Please note, number of failed tasks could be different in your Trino Web UI depending upon how many tasks were running on workers that got terminated.

Also you can see different number of active workers depending upon worker pods scaled by Horizontal Pod Autoscaler(HPA) using cpu utilization metric

Trino query completion

Cleaning Up Iceberg Resources

  1. Let's open Trino CLI
export TRINO_UI_DNS=$(kubectl describe ingress --namespace=trino | grep Address: | awk '{ print "http://"$2 }')
./trino --server ${TRINO_UI_DNS} --user admin
  1. Now, let's delete Iceberg tables and schema by running below SQL commands on Trino CLI:
drop table iceberg.iceberg_schema.warehouse;
drop table iceberg.iceberg_schema.item;
drop table iceberg.iceberg_schema.inventory;
drop table iceberg.iceberg_schema.date_dim;
drop schema iceberg.iceberg_schema;
  1. Exit from Trino CLI with exit command.

Cleanup 🧹

To delete all the components provisioned as part of this blueprint, using the following command to destroy all the resources.
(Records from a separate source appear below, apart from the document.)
PR #3303, opened 2022-08-09
[WOR-149] Add cloud context icon and last workflow status

ghost:
https://broadworkbench.atlassian.net/browse/WOR-149 
Cloud Context Icon: 
Screen Shot 2022-08-09 at 3 27 42 PM
Cloud Context Icon with Last Workflow Submitted Status:
Screen Shot 2022-08-09 at 3 34 37 PM

<!--
Hello, friend!
Remember to mention what sort of testing/verification you performed in the course of building this PR, i.e. checking functionality in the browser locally.
Also, so if a screen recording [1] and/or screenshots would be a helpful way to communicate context, please consider including some in your PR description.
Thanks!

[1] https://support.apple.com/guide/quicktime-player/record-your-screen-qtp97b08e666/mac
--!>

PR #3305, opened 2022-08-10
[WOR-149] Add cloud context icon

ghost:
https://broadworkbench.atlassian.net/browse/WOR-149
Screen Shot 2022-08-10 at 2 14 47 PM
Screen Shot 2022-08-10 at 2 15 09 PM

<!--
Hello, friend!
Thanks!

--!>


src/pages/workspaces/List.js
```diff
@@ -251,19 +253,47 @@ export const WorkspaceList = () => {
             ])
           },
           size: { basis: 120, grow: 1, shrink: 0 }
+        }, {
+          headerRenderer: () => div({ className: 'sr-only' }, ['Last Workflow Submitted Status']),
+          cellRenderer: ({ rowIndex }) => {
+            const { ...workspace } = sortedWorkspaces[rowIndex]
```
nawatts: For clarity:
```suggestion
            const workspace = sortedWorkspaces[rowIndex]
```

src/pages/workspaces/List.js
```diff
@@ -251,19 +253,47 @@ export const WorkspaceList = () => {
...
         }, {
           headerRenderer: () => div({ className: 'sr-only' }, ['Actions']),
           cellRenderer: ({ rowIndex }) => {
-            const { accessLevel, workspace: { workspaceId, namespace, name }, ...workspace } = sortedWorkspaces[rowIndex]
+            const { accessLevel, workspace: { workspaceId, namespace, name } } = sortedWorkspaces[rowIndex]
             if (!Utils.canRead(accessLevel)) {
-              // No menu shown if user does not have read acccess.
-              return null
+              // No menu shown if user does not have read access.
+              return div({ className: 'sr-only' }, ['Action menu is not available due to access level.'])
```
nawatts: Do we need this message? For users that don't use screen readers, we don't have any equivalent message and we simply don't render any content here.

cahrens: If you don't have it, you get "Blank". Plus it renders in an unattractive way. See https://github.com/DataBiosphere/terra-ui/pull/3303#discussion_r942526064

cahrens:
@yunip20 can you also change the "recently viewed workspace card" to use the more concise icons?

src/pages/workspaces/List.js
nawatts: Ah, ok.

This could possibly be reworded to be more similar to other permission messages.

```suggestion
              return div({ className: 'sr-only' }, ['You do not have permission to perform actions on this workspace.'])
```

https://github.com/DataBiosphere/terra-ui/blob/9e6b5554b1425c8f1b1dcbdd0e4f1466eb440a61/src/libs/utils.js#L189-L202

cahrens:
Nit, do we want icon sizes to be consistent between the cards and the list view? FYI @MatthewBemis 

image

src/components/workspace-utils.js
```diff
@@ -417,12 +417,12 @@ export const WorkspaceSubmissionStatusIcon = ({ status, loadingSubmissionStats,
       side: 'left'
     }, [
       Utils.switchCase(status,
-        ['success', () => icon('success-standard', { size, style: { color: colors.success() } })],
-        ['failure', () => icon('error-standard', { size, style: { color: colors.danger(0.85) } })],
-        ['running', () => icon('sync', { size, style: { color: colors.success() } })]
+        ['success', () => icon('success-standard', { size, style: { color: colors.success() }, 'aria-label': 'Workflow Status Success' })],
+        ['failure', () => icon('error-standard', { size, style: { color: colors.danger(0.85) }, 'aria-label': 'Workflow Status Failure' })],
+        ['running', () => icon('sync', { size, style: { color: colors.success() }, 'aria-label': 'Workflow Status Running' })]
```
nawatts, line 422: I would have thought that TooltipTrigger's useAsLabel should provide a label here. With this aria-label, it seems like VoiceOver also picks up the aria-describedby added by TooltipTrigger, and reads:
"Last Workflow Submitted Status" (column header)
"Workflow Status Success" (aria label)
"Last submitted workflow status: Success" (aria describedby)

https://github.com/DataBiosphere/terra-ui/blob/9e6b5554b1425c8f1b1dcbdd0e4f1466eb440a61/src/components/TooltipTrigger.js#L109

nawatts (approved):

src/components/workspace-utils.js
cahrens: Yes, it's reading all 3. Slightly wordy, but better than nothing being read out.

cahrens (approved):

src/components/workspace-utils.js
nawatts: I was curious why it's read with aria-label but not aria-labelledby. Maybe something to do with aria-hidden on the icon.

ghost: If I change `aria-label` to `aria-labelledby`, VoiceOver only reads the column header ("Last Workflow Submitted Status") and the tooltip ("Last submitted workflow status: Success"), but when I check with React Devtools, `aria-labelledby` is set to undefined. Should I use `aria-labelledby` instead of `aria-label`? 
Screen Shot 2022-08-10 at 3 44 50 PM

```
Utils.switchCase(status,
        ['success', () => icon('success-standard', { size, style: { color: colors.success() }, 'aria-labelledby': 'Workflow Status Success' })],
        ['failure', () => icon('error-standard', { size, style: { color: colors.danger(0.85) }, 'aria-labelledby': 'Workflow Status Failure' })],
        ['running', () => icon('sync', { size, style: { color: colors.success() }, 'aria-labelledby': 'Workflow Status Running' })]
      )
```

nawatts: An `aria-labelledby` attribute should have the ID of another element that contains label text, not the label text itself. 

I think this is fine as is. Up to you whether you want to dig into it or not.

cahrens: `aria-labelledby` would have to reference the ID of another component. For instance, if there was a visible label beside the icon, you could set the icon to be labelled by that other element. It is showing as undefined because the text you specified is not the ID of an element in the dom.

ghost: Thanks, that makes sense!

cd data-on-eks/distributed-databases/trino
./cleanup.sh
caution

To avoid unwanted charges to your AWS account, delete all the AWS resources created during this deployment

ex. S3 buckets for Trino Exchange manager

Conclusion

Trino is a tool for fast querying vast amounts of data from your data sources.In this example, we shared a terraform based blueprint that deploys Trino with fault-tolerant configuration on Amazon EKS, with add-ons necessary to build a complete EKS cluster (i.e. Karpenter for node autoscaling, Metrics server and HPA for Trino worker pods autoscaling, monitoring with Prometheus/Grafana stack). Among many features, we highlighted a couple of examples on creating an Iceberg or Hive data store using Amazon S3 as storage, and running simple Trino queries for results. We also deployed and scaled Trino workers on Spot instances for cost optimization. We also demonstrated fault-tolerant feature of Trino, which makes it suitable for Spot instances to save costs for long-running batch queries.